Like other mall stores aimed at teens, American Eagle Outfitters has been struggling to hold onto its market share with increasing competition from rapidly expanding fast fashion brands. Weak demand and restructuring costs hit the retailer particularly hard in the third quarter of fiscal 2014: For the three months ending Nov. 1, profit fell 63.7 percent to $9 million from $24.9 million a year earlier.
Revenue was pretty flat: $854.3 million compared to $857.3 million last year. So what is AE doing to turn things around?
It's closing stores — 50 AE and 20 Aerie stores this year, specifically — though it also opened 23 new stores this quarter.
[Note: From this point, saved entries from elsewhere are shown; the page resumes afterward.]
PR #2052, opened 2022-12-03
BUG: Include pyconfig.h first to define visibility macros

DWesl:
Make sure Python's visibility macros are set before including any system headers, which are likely to include sys/features.h

My attempts to compile SciPy failed because `posix_memalign` was not declared.  This function is guarded by `_POSIX_C_SOURCE >= 200112`; my `pyconfig.h` defines `_POSIX_C_SOURCE = 200809`.  I think this is the simplest method to ensure Python's visibility macros are set before `sys/features.h` is included by a system header.

### DIFF
--- a/pythran/pythonic/core.hpp
+++ b/pythran/pythonic/core.hpp
@@ -31,6 +31,8 @@
 #ifdef ENABLE_PYTHON_MODULE
 // Define python's visibility macros
 #include "pyconfig.h"
+
+// Some version of python define that macro on Windows, and it breaks compilation of some C++ headers.
 #ifdef copysign
 #undef copysign
 #endif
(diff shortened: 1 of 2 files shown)


serge-sans-paille:
This introduces a regression on windows due to xsimd:

```

D:\a\pythran\pythran/pythran\xsimd/arch/xsimd_scalar.hpp(42,16): error: no member named 'copysign' in namespace 'std'

    using std::copysign;
```

Probably an xsimd issue, I'll have a look. That being said, I'd rather have this change in `core.hpp` , and it shlould be guarded by `#ifdef ENABLE_PYTHON_MODULE`

serge-sans-paille:
@DWesl : I've added a small patch on top of yours and it now validates fine. Can you confirm I can squash and merge?

DWesl:
That works for me

serge-sans-paille:
Thanks!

It's also remodeling and updating existing stores. "We managed the business better and were able to reduce markdown rates and control expenses," said Jay Schottenstein, interim CEO, in a statement on Thursday. "Our ongoing priority to strengthen our business is reflected in the restructuring activities and efforts to drive a better customer experience through improved merchandising, customer engagement and building omni-channel capabilities.”
To be fair, American Eagle isn't the only teen retailer struggling this year. This week, both Abercrombie and Aeropostale reported declines in third-quarter sales.
We expect to see transformative changes from all three retailers in the coming quarters as they aim to figure out what works for them in the current retail landscape.